Сам не понял, как потянулся к ней и коснулся подбородка — так осторожно, будто боялся оставить след. Глаза встретились. Он наклонился ближе… и губы едва тронули её губы — несмело, словно спрашивая разрешения.
Она не отшатнулась. Секунда неподвижности — и её ответ: лёгкое движение навстречу, чуть увереннее. Её губы, тёплые и трепетные, прижались к его, и этот миг вместил в себя и сомнение, и откровение.
Линфэн провёл ладонью по её щеке, задержался у виска, чувствуя, как бьётся её пульс. Она не спешила, не отводила взгляда — только смотрела на него, и в глазах отражалось нерушимое доверие.
Он притянул её ближе, обнял, и они опустились на постель, словно подхваченные одной и той же тёплой волной.
Утро Люй Цзиньфэна началось с нежданного гостя. Едва успел выйти из душа — на пороге уже стоял Байхэ, бледный, как свежий холст. Очевидная причина визита... И всё же он задержал дыхание на мгновение, прежде чем начать слушать.
— Лунцзян. Я хочу отказаться от титула Байхэ.
Цзиньфэн слегка наклонил голову, не выражая удивления.
— Я об этом думал, — размеренно ответил он. — Могу дать тебе задание. Особое. Пока будешь выполнять — не стану тебя тревожить. Поразмышляешь. А потом решишь.
Шаньу внимательно слушал. В нём мелькнула робкая надежда, будто рука нащупала дверную ручку в темноте.
— А если не передумаю? — вполголоса спросил он.
— Тогда позволю сменить имя, — ответил Люй Цзиньфэн. — Начнёшь с нуля. Но поклянись, что останешься верен Ордену. Что бы ни случилось — не предашь.
Лунцзян наблюдал, как Байхэ принимает решение. Тот внутренне сжался от странной лёгкости, с которой ему предложили выход. Байхэ не нуждался в напоминаниях о долге — он и так никогда бы не предал Орден. Но это... это было похоже на подарок. На то, чего не дают просто так.
— Я согласен, — сказал он. — Скажи, что за задание.

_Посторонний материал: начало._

PR #3214, opened 2026-04-23
DM: auxiliary surface gradient prediction for smoothness regularization

tcapelle:
## Hypothesis

Multi-task learning with auxiliary spatial gradient prediction (∂p/∂x, ∂p/∂y, ∂p/∂z) should regularize the encoder into learning smooth, physically consistent pressure fields. By explicitly supervising the gradient of the predicted surface pressure, we force the model to capture the underlying physics more faithfully — rather than interpolating point values independently.

This is grounded in physics-informed ML (Raissi et al., 2019, *Physics-informed neural networks*) adapted for graph networks: gradient consistency is a free regularization signal that comes from the mesh topology itself, requiring no additional data collection.

## Instructions

**Implementation — 4 steps:**

**Step 1: Compute ground-truth spatial gradients**

For each surface point, compute ground-truth gradient as weighted average over graph neighbours:
```python
# For each surface point i with neighbours j:
grad_x[i] = sum_j( (p[j] - p[i]) * (x[j] - x[i]) / dist(i,j)^2 ) / sum_j(1/dist(i,j))
grad_y[i] = sum_j( (p[j] - p[i]) * (y[j] - y[i]) / dist(i,j)^2 ) / sum_j(1/dist(i,j))
grad_z[i] = sum_j( (p[j] - p[i]) * (z[j] - z[i]) / dist(i,j)^2 ) / sum_j(1/dist(i,j))
```
Apply to all output channels (pressure, etc.) separately. Compute once per batch from ground-truth labels.

**Step 2: Add auxiliary gradient prediction head**

Add a 2-layer MLP (256d hidden, ReLU, output = 3 × num_output_channels) that takes the encoder node features and predicts the spatial gradient vector. This head branches off the same node embeddings used for the primary output head.

**Step 3: Compute auxiliary gradient loss**

```python
aux_loss = F.mse_loss(predicted_gradients, ground_truth_gradients)
```

Log this separately in W&B as `train/aux_gradient_loss` and `val/aux_gradient_loss`.

**Step 4: Combine losses**

```python
total_loss = primary_loss + aux_weight * aux_loss
```

where `aux_weight` is a hyperparameter.

---

**Trial 1** — `aux_weight=0.1` (moderate regularization):

```bash
cd target/icml2026
  --dataset drivaerml \
  --epochs 999 \
  --batch-size 1 \
  --ema-decay 0.9995 \
  --aux-gradient-weight 0.1 \
  --wandb_group dm-auxiliary-gradient
```

**Trial 2** — `aux_weight=0.01` (lighter regularization):

Same command with `--aux-gradient-weight 0.01`.

**Smoke test first** — run 2 epochs to confirm the aux loss is non-NaN and logging correctly, then launch full runs for both trials.

**Important:** Log aux gradient loss separately in W&B (`train/aux_gradient_loss`, `val/aux_gradient_loss`). The primary metric to beat is still `val_primary/surface_rel_l2_pct`.

## Baseline

Current best metrics (DrivAerML):
- `val_primary/surface_rel_l2_pct`: **3.833%** (val) at epoch 511 — test **4.685%**
- Baseline W&B run: `ncl1dh88` (eren/dm-ema-9995-gc05)
- External target: <3.71% (AB-UPT) — gap: 0.123 pp
- Reproduce command:
  ```bash
  cd target/icml2026
    --dataset drivaerml \
    --epochs 999 \
    --batch-size 1 \
    --ema-decay 0.9995
  ```

### DIFF
--- a/target/icml2026/train.py
+++ b/target/icml2026/train.py
@@ -167,6 +167,7 @@ class TrainConfig:
     grad_clip: float = 0.0
     grad_accum_steps: int = 1
     volume_loss_weight: float = 1.0
+    aux_gradient_weight: float = 0.0
     save_checkpoint: bool = False
     seed: int = 0
 
@@ -821,6 +822,80 @@ def loss_abupt(
     return total, metrics
 
 
+class AuxGradientHead(torch.nn.Module):
+    def __init__(self, input_dim: int, hidden_dim: int = 256, output_dim: int = 3):
+        super().__init__()
+        self.net = torch.nn.Sequential(
+            torch.nn.Linear(input_dim, hidden_dim),
+            torch.nn.ReLU(),
+            torch.nn.Linear(hidden_dim, output_dim),
+        )
+        torch.nn.init.zeros_(self.net[-1].weight)
+        torch.nn.init.zeros_(self.net[-1].bias)
+
+    def forward(self, x: torch.Tensor) -> torch.Tensor:
+        return self.net(x)
+
+
+@torch.no_grad()
+def compute_ground_truth_gradients(
+    positions: torch.Tensor,
+    values: torch.Tensor,
+    mask: torch.Tensor,
+    k: int = 16,
+) -> torch.Tensor:
+    B, N, C = values.shape
+    device = values.device
+    positions = positions.float()
+    values = values.float()
+    gradients = torch.zeros(B, N, 3 * C, device=device)
+
+    for b in range(B):
+        valid = mask[b]
+        pos = positions[b]
+        val = values[b]
+        valid_idx = valid.nonzero(as_tuple=True)[0]
+        n_valid = valid_idx.shape[0]
+        if n_valid < k + 1:
+            continue
+        valid_pos = pos[valid_idx]
+        valid_val = val[valid_idx]
+
+        chunk_size = 2048
+        for start in range(0, n_valid, chunk_size):
+            end = min(start + chunk_size, n_valid)
+            cs = end - start
+            chunk_pos = valid_pos[start:end]
+            chunk_val = valid_val[start:end]
+
+            dists = torch.cdist(chunk_pos, valid_pos)
+            dists[torch.arange(cs, device=device), torch.arange(start, end, device=device)] = float("inf")
+
+            _, nn_idx = dists.topk(k, dim=1, largest=False)
+
+            neighbor_pos = valid_pos[nn_idx]
+            neighbor_val = valid_val[nn_idx]
+
+            delta_pos = neighbor_pos - chunk_pos.unsqueeze(1)
+            delta_val = neighbor_val - chunk_val.unsqueeze(1)
+
+            dist_sq = (delta_pos**2).sum(dim=-1).clamp(min=1e-10)
+            inv_dist = 1.0 / dist_sq.sqrt().clamp(min=1e-8)
+
+            numerator = torch.einsum("bkc,bkd,bk->bcd", delta_val, delta_pos, 1.0 / dist_sq)
+            denom = inv_dist.sum(dim=1, keepdim=True).unsqueeze(-1).clamp(min=1e-10)
+            grad = numerator / denom
+
+            gradients[b, valid_idx[start:end]] = grad.reshape(cs, 3 * C)
+
+    grad_nonzero = gradients[gradients != 0]
+    if grad_nonzero.numel() > 0:
+        grad_std = grad_nonzero.std().clamp(min=1e-8)
+        gradients = gradients.clamp(-5 * grad_std, 5 * grad_std)
+
+    return gradients
+
+
 def maybe_apply_anp(
     outputs: dict[str, torch.Tensor | None],
     prepared: TandemPreparedBatch,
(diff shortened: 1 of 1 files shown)


tcapelle:
STUDENT kakashi:

## Results

### Trial 1: `aux_gradient_weight=0.1`

| Metric | Value |
|--------|-------|
| `val_primary/surface_rel_l2_pct` | 23.5% (best, ep20) |
| Outcome | **Diverged at epoch 22** |
| W&B run | `h611t6dg` |
| Peak memory | ~6 GB |

**Command:**
```bash
cd target/icml2026 && CUDA_VISIBLE_DEVICES=2 SENPAI_MAX_EPOCHS=9999 python train.py \
  --epochs 999 --batch-size 1 \
  --ema-decay 0.9995 --aux-gradient-weight 0.1 \
  --agent kakashi --wandb-name "kakashi/dm-aux-grad-w01" --wandb-group dm-auxiliary-gradient
```

**What happened:** Training diverged rapidly at epoch 20-22. Gradient norms exploded: 2.25 → 4.89 → 15.3 → 18.1 in successive epochs, overwhelming the gc=0.5 clipping. The aux gradient loss magnitude (~0.04) multiplied by weight 0.1 created a signal (~0.004) that was too strong relative to the primary loss, destabilizing the optimizer. Killed at epoch 22 to free GPU.

---

### Trial 2: `aux_gradient_weight=0.01`

| Metric | Baseline | Trial 2 (best) | Trial 2 (terminal) | Delta vs baseline |
|--------|----------|----------------|---------------------|-------------------|
| `val_primary/surface_rel_l2_pct` | **3.833%** (ep511) | **5.485%** (ep191) | 7.879% (ep196) | +1.652 pp worse |
| `val_surface/aux_gradient_loss` | N/A | 0.003720 (ep191) | 0.003776 (ep196) | — |
| `train/aux_gradient_loss` | N/A | 0.004370 (ep191) | 0.004425 (ep196) | — |
| W&B run | `ncl1dh88` | `exbz0pb4` | — | — |
| Peak memory | ~6 GB | ~6.5 GB | — | — |

**Command:**
```bash
cd target/icml2026 && CUDA_VISIBLE_DEVICES=3 SENPAI_MAX_EPOCHS=9999 python train.py \
  --epochs 999 --batch-size 1 \
  --ema-decay 0.9995 --aux-gradient-weight 0.01 \
  --agent kakashi --wandb-name "kakashi/dm-aux-grad-w001" --wandb-group dm-auxiliary-gradient
```

**What happened:** Training was stable for ~190 epochs with smooth convergence. Trajectory:

| Epoch | Best val % | Convergence rate |
|-------|-----------|------------------|
| 90 | 8.097% | — |
| 120 | 6.699% | ~0.047 pp/ep |
| 150 | 6.003% | ~0.023 pp/ep |
| 180 | 5.644% | ~0.012 pp/ep |
| 191 | 5.485% | ~0.014 pp/ep |
| 192+ | **Divergence** | Grad norms 0.26 → 1.09 |

At epoch 192, a sudden instability event occurred: grad_norm_mean spiked from 0.26 to 0.84 with 185 grad_clip_events (vs 10 at ep191), and val metric jumped from 5.485% to 5.580%. By ep195, grad_norm reached 1.09 with 223 clip events, and val had degraded to 7.311%. The EMA model could not absorb the damage — by ep196 val was 7.879% and still worsening. Killed at ep196.

**Analysis:**

1. **Negative result.** The auxiliary gradient prediction hypothesis did not improve performance. Even before divergence, the best val (5.485% at ep191) was 1.65pp above the baseline (3.833% at ep511). Extrapolating the pre-divergence convergence rate (0.012pp/ep), the run would have needed ~137 more epochs to even match baseline — and the convergence was decelerating.

2. **Delayed instability pattern.** Both trials showed the same failure mode at different timescales: w=0.1 diverged at ep22, w=0.01 diverged at ep192. The aux gradient signal appears benign during early training when the primary loss is large but becomes destabilizing once the model is well-trained and the loss landscape flattens. The kNN-based gradient targets may be noisy enough to inject harmful variance in the late-training regime.

3. **The aux gradient loss itself converged.** It dropped from ~0.005 to ~0.0037 over 190 epochs (train and val tracking closely), suggesting the MLP head was learning but the learned gradients weren't helping the primary task. The gradient regularization may have been constraining the model to smoother solutions that were suboptimal for the actual pressure distribution.

4. **Computational overhead.** The kNN gradient computation (chunked over 50K points with k=16) added ~10% overhead per step. Memory increase was modest (~0.5 GB).

## Suggested follow-ups

- **Gradient-free smoothness:** If the goal is smoother predictions, a Laplacian smoothness penalty (L2 on finite differences between neighboring predictions) might be more stable than explicit gradient supervision, since it doesn't require computing noisy kNN gradient targets.
- **Annealing the aux weight:** Decaying `aux_gradient_weight` toward 0 after the first 100 epochs could avoid the late-training instability while still benefiting from early-stage regularization.
- **Better gradient targets:** The kNN-based inverse-distance-weighted gradients are approximate. If the mesh connectivity is available, finite-element gradient operators would give exact targets and might avoid the noise that caused instability.

tcapelle:
ADVISOR: Closing PR #3214 because ADVISOR: Closing — both trials failed to beat baseline. Trial 1 (aux_weight=0.1): diverged ep22 from gradient explosion. Trial 2 (aux_weight=0.01): best val=5.485% ep191 (+43% worse than 3.833%), then instability event ep192. Root cause: kNN finite-difference gradient targets are inherently noisy — once primary loss flattens in late training, the noisy auxiliary signal dominates and injects harmful variance. Supervised gradient prediction is not helping when the model already learns appropriate gradient structure from the dense primary pressure loss. Good execution and clean analysis, kakashi..

PR #3218, opened 2026-04-23
AirfRANS: GradNorm adaptive multi-task loss balancing

tcapelle:
## Hypothesis

The current vol-weight=10x static coefficient was hand-tuned and may not be optimal throughout training. GradNorm (Chen et al., 2018) dynamically adjusts per-task loss weights so that all tasks train at similar rates — when vol_mse lags behind surface_mse in convergence speed, GradNorm automatically increases w_volume and vice versa.

This should push vol_mse below 0.0017 (target) while keeping surface_mse ≤ 0.000296 (hard constraint), because the weight adaptation prevents either task from dominating at the wrong stage of training.

This is complementary to jin's PCGrad (#3212): GradNorm balances *training rates* across tasks, while PCGrad resolves *gradient conflicts*. They could be combined in a future PR.

Reference: Chen et al., 2018 — "GradNorm: Gradient Normalization for Adaptive Loss Balancing in Deep Multitask Networks" (ICML 2018), https://arxiv.org/abs/1711.02257

## Instructions

**Smoke test first**: Run 3 epochs before committing to a full run. Verify that w_surface and w_volume change from their initial values before proceeding.

### Implementation

Add learnable loss weights and GradNorm update logic to `train.py`:

```python
import torch
import torch.nn as nn

# After model instantiation, add learnable weights:
w_surface = nn.Parameter(torch.tensor(1.0))
w_volume  = nn.Parameter(torch.tensor(10.0))

# Separate optimizer for the loss weights (do NOT include in main optimizer):
gradnorm_optimizer = torch.optim.Adam([w_surface, w_volume], lr=0.025)
```

**Per training step** (inside the training loop, after computing per-task losses):

```python
# 1. Compute weighted total loss for the main backward pass
loss = w_surface * loss_surface + w_volume * loss_vol

# 2. GradNorm weight update (every step, after the main optimizer step):
# Get gradient norms of each task loss w.r.t. the last shared layer weights
# (use the final encoder/backbone layer — e.g., model.layers[-1].parameters())
shared_params = list(model.layers[-1].parameters())  # adjust to actual attribute name

G_surface = torch.norm(
    torch.autograd.grad(w_surface * loss_surface, shared_params, retain_graph=True, allow_unused=True)[0]
)
G_vol = torch.norm(
    torch.autograd.grad(w_volume * loss_vol, shared_params, retain_graph=True)[0]
)

G_avg = (G_surface + G_vol).detach() / 2.0

# EMA of L0 (initial loss values) — store at step 0
if not hasattr(train_state, 'L0_surface'):
    train_state.L0_surface = loss_surface.detach()
    train_state.L0_vol = loss_vol.detach()

# Relative inverse training rate
r_surface = (loss_surface.detach() / train_state.L0_surface)
r_vol     = (loss_vol.detach()     / train_state.L0_vol)
r_avg = (r_surface + r_vol) / 2.0

# GradNorm target
alpha = ALPHA  # see trials below
G_target_surface = (G_avg * (r_surface / r_avg) ** alpha).detach()
G_target_vol     = (G_avg * (r_vol     / r_avg) ** alpha).detach()

# GradNorm loss (L1)
gradnorm_loss = torch.abs(G_surface - G_target_surface) + torch.abs(G_vol - G_target_vol)

gradnorm_optimizer.zero_grad()
gradnorm_loss.backward()
gradnorm_optimizer.step()

# Renormalise weights so they sum to the original total (2 tasks, sum=11 initially)
with torch.no_grad():
    w_sum = w_surface + w_volume
    w_surface.data = w_surface.data * 11.0 / w_sum
    w_volume.data  = w_volume.data  * 11.0 / w_sum
```

**W&B logging** — log each epoch:
```python
wandb.log({"train/w_surface": w_surface.item(), "train/w_volume": w_volume.item()}, step=epoch)
```

### Trial configurations

Run both trials under the same W&B group:

**Trial 1** — `alpha=1.5` (stronger asymmetry, pushes lagging tasks harder):
```bash
  --gradnorm-alpha 1.5 \
  --wandb_group af-gradnorm --wandb_run_name af-gradnorm-alpha1.5
```

**Trial 2** — `alpha=0.5` (softer asymmetry, more conservative):
```bash
  --gradnorm-alpha 0.5 \
  --wandb_group af-gradnorm --wandb_run_name af-gradnorm-alpha0.5
```

Note: Add `--gradnorm-alpha` as a CLI argument and wire it through the training logic. If the CLI arg approach is impractical, hard-code the alpha value and run each trial as a separate branch commit.

### Success criteria

- **Hard constraint**: val_primary/surface_mse ≤ 0.000296 (must not regress vs baseline)
- **Target**: val_primary/vol_mse < 0.0017 (push below current 0.002039)
- Report best epoch for each metric separately (they may not coincide)
- Report w_surface and w_volume values at end of training

## Baseline

Current best (PR #3135, nezuko/af-ema-vol-weight-10x):

| Metric | Value | Epoch |
|--------|-------|-------|
| val_primary/surface_mse | **0.000296** | 704 |
| val_primary/vol_mse | **0.002039** | 743 |

- W&B run: `sh2zyfwr` — https://wandb.ai/senpai/senpai/runs/sh2zyfwr
- Config: 2L/256d/4H, AdamW lr=6e-4, T_max=50, gc=1.0, WD=1e-2, EMA=0.999, vol-weight=10x (static), Fourier normals
- Reproduce:
```bash
  --epochs 999 --ema-decay 0.999 --vol-loss-weight 10.0
```

### DIFF
--- a/target/icml2026/train.py
+++ b/target/icml2026/train.py
@@ -167,8 +167,21 @@ class TrainConfig:
     grad_clip: float = 0.0
     grad_accum_steps: int = 1
     volume_loss_weight: float = 1.0
+    gradnorm_alpha: float = 0.0
+    gradnorm_lr: float = 0.025
     save_checkpoint: bool = False
     seed: int = 0
+
+
+class GradNormState:
+    def __init__(self, w_surface_init: float, w_volume_init: float, alpha: float, lr: float, device: torch.device):
+        self.w_surface = torch.nn.Parameter(torch.tensor(w_surface_init, device=device))
+        self.w_volume = torch.nn.Parameter(torch.tensor(w_volume_init, device=device))
+        self.optimizer = torch.optim.Adam([self.w_surface, self.w_volume], lr=lr)
+        self.alpha = alpha
+        self.initial_weight_sum = w_surface_init + w_volume_init
+        self.L0_surface: float | None = None
+        self.L0_volume: float | None = None
 
 
 @dataclass
@@ -763,9 +776,12 @@ def loss_grouped(
     outputs: dict[str, torch.Tensor | None],
     transform: TargetTransform,
     volume_loss_weight: float = 1.0,
-) -> tuple[torch.Tensor, dict[str, float]]:
+    return_separate: bool = False,
+) -> tuple[torch.Tensor, dict[str, float]] | tuple[torch.Tensor, dict[str, float], torch.Tensor | None, torch.Tensor | None]:
     total = torch.tensor(0.0, device=batch.surface_x.device)
     metrics: dict[str, float] = {}
+    surf_loss = None
+    vol_loss = None
     if batch.surface_y is not None and outputs["surface_preds"] is not None:
         target = transform.apply(batch.surface_y)
         surf_loss = F.mse_loss(outputs["surface_preds"][batch.surface_mask], target[batch.surface_mask])
@@ -777,6 +793,8 @@ def loss_grouped(
         total = total + vol_loss * volume_loss_weight
         metrics["volume_loss"] = float(vol_loss.detach().cpu().item())
     metrics["loss"] = float(total.detach().cpu().item())
+    if return_separate:
+        return total, metrics, surf_loss, vol_loss
     return total, metrics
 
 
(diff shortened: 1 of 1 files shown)


tcapelle:
STUDENT shouko:

## Results

### Summary

GradNorm (Chen et al., 2018) implemented and tested at two alpha values. The mechanism works correctly — weights adapt dynamically throughout training — but does **not** beat the static baseline within the 360-minute budget due to epoch starvation from GradNorm's computational overhead.

### Metrics comparison

| Metric | Baseline (sh2zyfwr) | Trial 1 α=1.5 (p5b6fgoa) | Trial 2 α=0.5 (93rkwc57) |
|--------|---------------------|---------------------------|---------------------------|
| **val surface_mse** | **0.000296** (ep 704) | 0.000514 (ep 338) | 0.000907 (ep 274) |
| val volume_mse | **0.002039** (ep 743) | 0.005390 (ep 338) | 0.006118 (ep 274) |
| test surface_mse | — | 0.000774 | 0.000858 |
| test volume_mse | — | 0.006570 | 0.005992 |
| Epochs trained | ~763 | 339 | 337 |
| Final w_surface | 1.0 (static) | 3.16 | 3.34 |
| Final w_volume | 10.0 (static) | 7.84 | 7.66 |

### GradNorm weight evolution (Trial 1, α=1.5)

| Epoch | w_surface | w_volume |
|-------|-----------|----------|
| 1 | 2.16 | 8.84 |
| 50 | 2.54 | 8.46 |
| 100 | 2.23 | 8.77 |
| 200 | 2.59 | 8.41 |
| 300 | 3.85 | 7.15 |
| 338 (best) | 3.41 | 7.59 |

### Key observations

1. **GradNorm is working correctly**: Weights evolve dynamically, GradNorm loss decreases, and gradient norms between tasks converge. Surface weight increases from 1.0 toward ~3.4 (GradNorm recognizes surface needs more gradient attention), volume decreases from 10.0 toward ~7.6.

2. **Epoch starvation is the dominant bottleneck**: GradNorm disables `torch.compile` (required for `retain_graph=True`) and adds per-step gradient computations, roughly halving throughput. 339 epochs in 360 minutes vs baseline's ~763 epochs. The baseline found its best at epoch 704 — GradNorm never gets close to that training depth.

3. **α=1.5 clearly better than α=0.5**: Higher alpha enforces stronger gradient balancing, which helps the surface task. Trial 1 found a deep basin at the final cosine trough (epochs 336-338: surface_mse dropped 0.001335→0.000639→0.000589→0.000514 in consecutive epochs). This pattern mirrors the baseline's behavior — deeper cosine cycles continue finding better basins.

4. **Volume MSE significantly worse**: 0.005390 vs baseline 0.002039 (2.6x gap). GradNorm dynamically reduced the volume weight from 10.0 to ~7.6, whereas the static 10x weight was specifically tuned to drive volume improvement. GradNorm may not sufficiently upweight volume because the surface task has larger relative training rate changes at cosine troughs.

5. **Late-training surge suggests potential**: Trial 1's dramatic improvement in the final 4 epochs (0.001335→0.000514, -61%) shows the model was nowhere near converged. With equal epoch budget (~700+ epochs), GradNorm might close the gap.

### What happened

**The hypothesis is plausible but could not be fairly tested.** GradNorm's computational overhead (~2x slower per epoch) means it gets roughly half the training epochs within the same wall-clock budget. Since the baseline's best results come from deep training (epoch 700+), epoch starvation is the primary failure mode, not the GradNorm mechanism itself.

The static `--vol-loss-weight 10.0` baseline is remarkably well-tuned — GradNorm actually converges toward a *lower* volume weight (~7.6x) than the static 10x, suggesting the static weight may be closer to optimal than GradNorm's learned balance for this task/architecture combination.

### Commands used

**Trial 1 (α=1.5):**
```bash
  --gradnorm-alpha 1.5 \
  --agent shouko --wandb-name "shouko/af-gradnorm-alpha1.5" \
  --wandb-group af-gradnorm
```

**Trial 2 (α=0.5):**
```bash
  --gradnorm-alpha 0.5 \
  --agent shouko --wandb-name "shouko/af-gradnorm-alpha0.5" \
  --wandb-group af-gradnorm
```

- **Peak memory:** GPU 0 (Trial 1): ~48.6 GiB, GPU 1 (Trial 2): ~36.6 GiB
- **W&B runs:** [`p5b6fgoa`](https://wandb.ai/wandb-applied-ai-team/senpai-v1/runs/p5b6fgoa) (α=1.5), [`93rkwc57`](https://wandb.ai/wandb-applied-ai-team/senpai-v1/runs/93rkwc57) (α=0.5)

### Suggested follow-ups

1. **GradNorm + torch.compile compatibility**: The main bottleneck is `retain_graph=True` breaking torch.compile. A periodic GradNorm variant (e.g., update weights every N steps with non-compiled forward passes, keep compiled path for normal training) could recover the throughput loss while still adapting weights.

2. **Static weight warm-start then GradNorm**: Train with static `--vol-loss-weight 10.0` for 500+ epochs (compiled, fast), then switch to GradNorm for fine-tuning in the final epochs. This gets the best of both worlds — deep training + adaptive balancing.

3. **Higher initial volume weight**: Initialize w_volume=15 or 20 to see if GradNorm can find a regime where volume gets even more emphasis than the static 10x, which it currently cannot since it converges toward lower volume weight.

4. **Combine with PCGrad (#3212)**: GradNorm addresses training rate imbalance while PCGrad addresses gradient conflicts. They're complementary and could be combined.

tcapelle:
ADVISOR: Closing PR #3218 because ADVISOR: Closing — GradNorm is a clear dead end for AF. Both trials significantly worse: Trial 1 (α=1.5) surface=0.000514 (1.74x worse), vol=0.005390 (2.64x worse). Trial 2 (α=0.5) even worse. Two structural problems: (1) retain_graph=True breaks torch.compile, halving throughput and limiting to ~340 epochs vs baseline's 763. (2) GradNorm converges to w_volume~8x, systematically LOWER than the hand-tuned 10x — it fights against the intentional asymmetry that drives volume improvement. Interesting finding: GradNorm pushes w_surface from 1.0 toward 3.0-3.7, suggesting the surface task is 'under-weighted' by gradient norm standards. Worth noting for future surface weighting experiments, but GradNorm itself is dead for AF..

Лунцзян взглянул на него пристально, с той внимательной строгостью и, шагнув к гардеробной, заговорил:
— Поможешь ей встать. Научишь держать себя. Дашь основу. Она девочка — грубая сила Хошэня ей не подойдёт. Но твой стиль, как и техника Яошэня, будет для неё точнее. Линфэн тоже мог бы подойти… но время для его школы уже упущено. А ты знаешь всё: яды, лечение, принципы Ордена. Кто, если не ты?
Ян Шаньу нахмурился.
— Не хочу с ней возиться. Да и какой из меня учитель?
— Понимаю, — ответил Люй Цзиньфэн. — Но послушай.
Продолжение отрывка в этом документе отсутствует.